[Raw data — start]

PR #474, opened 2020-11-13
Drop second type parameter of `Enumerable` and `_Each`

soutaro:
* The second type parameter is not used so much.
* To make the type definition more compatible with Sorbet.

[Raw data — finish]
[Raw data — start]

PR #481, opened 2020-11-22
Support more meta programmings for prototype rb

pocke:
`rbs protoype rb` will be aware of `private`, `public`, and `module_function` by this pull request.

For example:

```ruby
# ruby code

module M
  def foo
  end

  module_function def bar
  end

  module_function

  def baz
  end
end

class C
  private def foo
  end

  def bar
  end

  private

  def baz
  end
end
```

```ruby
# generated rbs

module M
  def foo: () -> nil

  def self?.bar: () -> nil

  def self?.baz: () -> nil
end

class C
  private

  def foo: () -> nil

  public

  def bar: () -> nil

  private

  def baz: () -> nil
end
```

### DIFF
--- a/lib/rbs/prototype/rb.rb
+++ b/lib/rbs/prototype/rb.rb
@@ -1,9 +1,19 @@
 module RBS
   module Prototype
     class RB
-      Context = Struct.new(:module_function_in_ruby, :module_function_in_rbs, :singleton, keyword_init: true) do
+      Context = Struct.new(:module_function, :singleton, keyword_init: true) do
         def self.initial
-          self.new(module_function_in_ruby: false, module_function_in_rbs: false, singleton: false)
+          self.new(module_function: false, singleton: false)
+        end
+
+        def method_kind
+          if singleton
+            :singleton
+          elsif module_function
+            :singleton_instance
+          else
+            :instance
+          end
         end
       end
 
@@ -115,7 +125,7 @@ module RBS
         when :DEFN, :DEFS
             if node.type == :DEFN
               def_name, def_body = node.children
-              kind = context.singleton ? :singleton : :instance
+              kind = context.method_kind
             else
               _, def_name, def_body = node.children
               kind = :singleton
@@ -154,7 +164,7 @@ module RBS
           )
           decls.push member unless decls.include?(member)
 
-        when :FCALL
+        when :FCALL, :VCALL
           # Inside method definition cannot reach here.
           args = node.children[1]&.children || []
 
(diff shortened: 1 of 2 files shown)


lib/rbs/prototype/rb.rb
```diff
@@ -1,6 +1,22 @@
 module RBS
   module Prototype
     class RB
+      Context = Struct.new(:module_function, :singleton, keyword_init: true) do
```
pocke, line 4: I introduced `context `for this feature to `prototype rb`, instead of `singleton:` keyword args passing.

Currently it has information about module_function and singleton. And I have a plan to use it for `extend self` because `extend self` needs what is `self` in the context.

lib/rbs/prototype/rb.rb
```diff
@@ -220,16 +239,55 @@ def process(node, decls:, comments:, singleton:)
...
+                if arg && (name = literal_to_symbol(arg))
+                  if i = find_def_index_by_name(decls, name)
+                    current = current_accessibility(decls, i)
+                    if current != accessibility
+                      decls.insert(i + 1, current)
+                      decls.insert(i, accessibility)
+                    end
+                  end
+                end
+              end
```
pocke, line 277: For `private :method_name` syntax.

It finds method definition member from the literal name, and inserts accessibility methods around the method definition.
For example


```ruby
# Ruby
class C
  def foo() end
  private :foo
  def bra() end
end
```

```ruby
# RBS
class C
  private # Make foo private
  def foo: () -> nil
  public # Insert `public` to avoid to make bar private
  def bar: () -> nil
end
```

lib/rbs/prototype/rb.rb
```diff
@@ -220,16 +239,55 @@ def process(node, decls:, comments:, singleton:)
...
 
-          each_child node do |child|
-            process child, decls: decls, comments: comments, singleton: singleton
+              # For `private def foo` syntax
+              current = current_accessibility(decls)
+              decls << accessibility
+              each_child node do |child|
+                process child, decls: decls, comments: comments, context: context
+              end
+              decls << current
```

[Raw data — finish]

Task item -> Which lines above run from the one containing "PR #474, opened 2020-11-13" to the one containing "compatible with Sorbet."? Give them again exactly, both ends included.

Solved problem ->
PR #474, opened 2020-11-13
Drop second type parameter of `Enumerable` and `_Each`

soutaro:
* The second type parameter is not used so much.
* To make the type definition more compatible with Sorbet.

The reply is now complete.